You don't actually have to run the numbers, because you can look through the dollar values to the underlying consumption distribution. And running the numbers is complicated by the likely discontinuity in wage and price inflation.

Is there enough food in the US to feed everyone? Undoubtably yes.

Is there enough space for housing? Yes, although the spatial distribution is a problem. But if it's no longer so essential to live where the jobs are ..

So, if the scheme is targeted to that everyone can afford a minimum standard of living, and taxes are increased so that income above that sees less of an increase in standard of living, the feasibility is obvious.

The real problems are the desire to exclude "undesirables" and "non-contributors", which results in an expensive, bureaucratic, and vindictive system.

(The UK is heading in the other direction with the "bedroom tax" and other changes leading to a big rise in demand from foodbanks)
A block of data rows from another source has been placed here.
PR #100, opened 2021-08-03
Remove check for `php:<7`, since support was dropped

internalsystemerror:
|    Q          |   A
|-------------- | ------
| Documentation | no
| Bugfix        | yes
| BC Break      | no
| New Feature   | no
| RFC           | no
| QA            | no

### Description

Since support for PHP < 7.3 was dropped in v3.6 of this library, the check for PHP < 7 can be removed.

### DIFF
--- a/src/ServiceManager.php
+++ b/src/ServiceManager.php
@@ -23,7 +23,6 @@ use function array_intersect;
 use function array_key_exists;
 use function array_keys;
 use function class_exists;
-use function explode;
 use function get_class;
 use function gettype;
 use function in_array;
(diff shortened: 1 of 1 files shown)


Ocramius (approved):

Ocramius:
@internalsystemerror could you check these two CS failures, please?

```
Error: Type explode is not used in this file.
Error: Type strpos is not used in this file.
```

internalsystemerror:
> @internalsystemerror could you check these two CS failures, please?
> 
> ```
> Error: Type explode is not used in this file.
> Error: Type strpos is not used in this file.
> ```

Thanks for approving the workflow. Changes made as requested.

snapshotpl (approved):

Ocramius:
Thanks again! :ship:

boesing:
I already see this conflicting with #98 :-( 
I've removed this as well.

Ocramius:
@boesing happens, heh :-\

PR #101, opened 2021-08-05
Remove useless @param and @return tag

samsonasik:
|    Q          |   A
|-------------- | ------
| QA            | yes

`@param` and `@return` can be removed if not needed.


samsonasik:
It seems will conflict with https://github.com/laminas/laminas-servicemanager/pull/98 , closing for now.

PR #103, opened 2021-09-13
Provide PHP 8.1 support

weierophinney:
This patch provides PHP 8.1 support, via the following:

- It **DROPS** support for PHP 7.3 versions.
- It adds `~8.1.0` to the list of allowed PHP versions.
- It bumpes phpbench to the 1.1 series.
- It bumps PHPUnit to the 9.5 series.
- It bumps laminas-coding-standard to the 2.2 series.
- It bumps vfsstream to the 1.6.10alpha series.
- It adds shims for the `ClassReflection`, `MethodReflection`, and `ParameterReflection` classes from laminas-code in order to add `#[ReturnTypeWillVary]` attributes on methods extending internals, and thus allow unit tests to run.

Note: this may mean that laminas-servicemanager will not work out-of-the-box when error reporting is set to `E_ALL` if you are using the `ReflectionBasedAbstractFactory` and/or the `bin/generate-factory-for-class` and `bin/generate-deps-for-config-factory` tools, at least until laminas-code has a release that provides PHP 8.1 support.

### DIFF
--- a/test/TestAsset/laminas-code/ClassReflection.php
+++ b/test/TestAsset/laminas-code/ClassReflection.php
@@ -1,0 +1,225 @@
+<?php
+
+namespace Laminas\Code\Reflection;
+
+use ReflectionClass;
+use ReturnTypeWillChange;
+
+use function array_shift;
+use function array_slice;
+use function array_unshift;
+use function file;
+use function file_exists;
+use function implode;
+use function strstr;
+
+class ClassReflection extends ReflectionClass implements ReflectionInterface
+{
+    /** @var DocBlockReflection|null */
+    protected $docBlock;
+
+    /**
+     * Return the classes DocBlock reflection object
+     *
+     * @return DocBlockReflection|false
+     * @throws Exception\ExceptionInterface When missing DocBock or invalid reflection class.
+     */
+    public function getDocBlock()
+    {
+        if (isset($this->docBlock)) {
+            return $this->docBlock;
+        }
+
+        if ('' == $this->getDocComment()) {
+            return false;
+        }
+
+        $this->docBlock = new DocBlockReflection($this);
+
+        return $this->docBlock;
+    }
+
+    /**
+     * Return the start line of the class
+     *
+     * @param  bool $includeDocComment
+     * @return int
+     */
+    #[ReturnTypeWillChange]
+    public function getStartLine($includeDocComment = false)
+    {
+        if ($includeDocComment && $this->getDocComment() != '') {
+            return $this->getDocBlock()->getStartLine();
+        }
+
+        return parent::getStartLine();
+    }
+
+    /**
+     * Return the contents of the class
+     *
+     * @param  bool $includeDocBlock
+     * @return string
+     */
+    public function getContents($includeDocBlock = true)
+    {
+        $fileName = $this->getFileName();
+
+        if (false === $fileName || ! file_exists($fileName)) {
+            return '';
+        }
+
+        $filelines = file($fileName);
+        $startnum  = $this->getStartLine($includeDocBlock);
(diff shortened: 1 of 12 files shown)


test/TestAsset/laminas-code/ClassReflection.php
```diff
@@ -0,0 +1,225 @@
...
+
+use function array_shift;
+use function array_slice;
+use function array_unshift;
+use function file;
+use function file_exists;
+use function implode;
+use function strstr;
+
+class ClassReflection extends ReflectionClass implements ReflectionInterface
```
Ocramius, line 22: Should be documented as temporary shim

test/TestAsset/laminas-code/MethodReflection.php
```diff
@@ -0,0 +1,460 @@
...
+use function rtrim;
+use function strlen;
+use function substr;
+use function token_get_all;
+use function token_name;
+use function var_export;
+
+use const FILE_IGNORE_NEW_LINES;
+
+class MethodReflection extends PhpReflectionMethod implements ReflectionInterface
```
Ocramius, line 31: Should be documented as temporary shim

test/TestAsset/laminas-code/ParameterReflection.php
```diff
@@ -0,0 +1,123 @@
...
+namespace Laminas\Code\Reflection;
+
+use ReflectionClass;
+use ReflectionMethod;
+use ReflectionParameter;
+use ReturnTypeWillChange;
+
+use function method_exists;
+
+class ParameterReflection extends ReflectionParameter implements ReflectionInterface
```
Ocramius, line 18: Should be documented as temporary shim

test/autoload.php
```diff
@@ -0,0 +1,11 @@
+<?php // phpcs:disable Generic.Files.LineLength.TooLong
+
+if (PHP_VERSION_ID >= 80100) {
+    require __DIR__ . '/TestAsset/laminas-code/ParameterReflection.php';
+    require __DIR__ . '/TestAsset/laminas-code/MethodReflection.php';
+    require __DIR__ . '/TestAsset/laminas-code/ClassReflection.php';
+
+    class_alias(\Laminas\Code\Reflection\ParameterReflection::class, \Zend\Code\Reflection\ParameterReflection::class);
```
Ocramius: Are these needed at all? In theory, we don't use the `Zend\` aliases at all

Ocramius (changes requested):

test/autoload.php
weierophinney: Yes - when running 8.1 against lowest, there's some oddities that happen because the ocramius proxy-manager version is sufficiently low in order to allow usage with 7.3 in this library.

Ocramius: do we need usage with 7.3? I checked, and that support was for proxymanager from an ancient past...

weierophinney: And, as noted, this is only for testing.

weierophinney: We could potentially bump it to 7.4 as the minimum. I've not done that with any of the other packages we've done 8.1 releases for, though. :slightly_frowning_face:

weierophinney: Bumped PHP minimum to 7.4. :muscle:

boesing:
> It DROPS support for PHP 7.4 versions.

I guess thats a typo?

weierophinney:
> > It DROPS support for PHP 7.4 versions.
> 
> I guess thats a typo?

Ooops! Updated!

Ocramius (approved):
LGTM! @boesing I would like to also merge #98, but IMO best to do an isolated release with only PHP 8.1 support first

It's very feasible for the US. Not everyone would get a basic income however, it would have to erode as you earn more income. And note, this is just the Federal Government's portion.

http://www.budget.senate.gov/republican/public/index.cfm/201...

"Based on data from the Congressional Research Service, cumulative spending on means-tested federal welfare programs, if converted into cash, would equal $167.65 per day per household living below the poverty level. By comparison, the median household income in 2011 of $50,054 equals $137.13 per day. Additionally, spending on federal welfare benefits, if converted into cash payments, equals enough to provide $30.60 per hour, 40 hours per week, to each household living below poverty."


> Not everyone would get a basic income however, it would have to erode as you earn more income.

Then its not a basic income. If it is a basic income, everyone would get it.

You could, of course, have a similar net effect to tapering off with income simply by adjusting the progressivity of the income tax system, which is what UBI proponents usually propose. Since you changing the rates of the tax system, but not the behavior of the system, doesn't add complexity or administrative overhead, but eliminating the means-testing on the benefit side does reduce complexity and administrative overhead, this is seen as a net win even though (overhead aside) the net effect to recipients is the same.


I don't see your email address in your profile. I did the calculation about 3 years ago for Canada, so it may or may not be useful.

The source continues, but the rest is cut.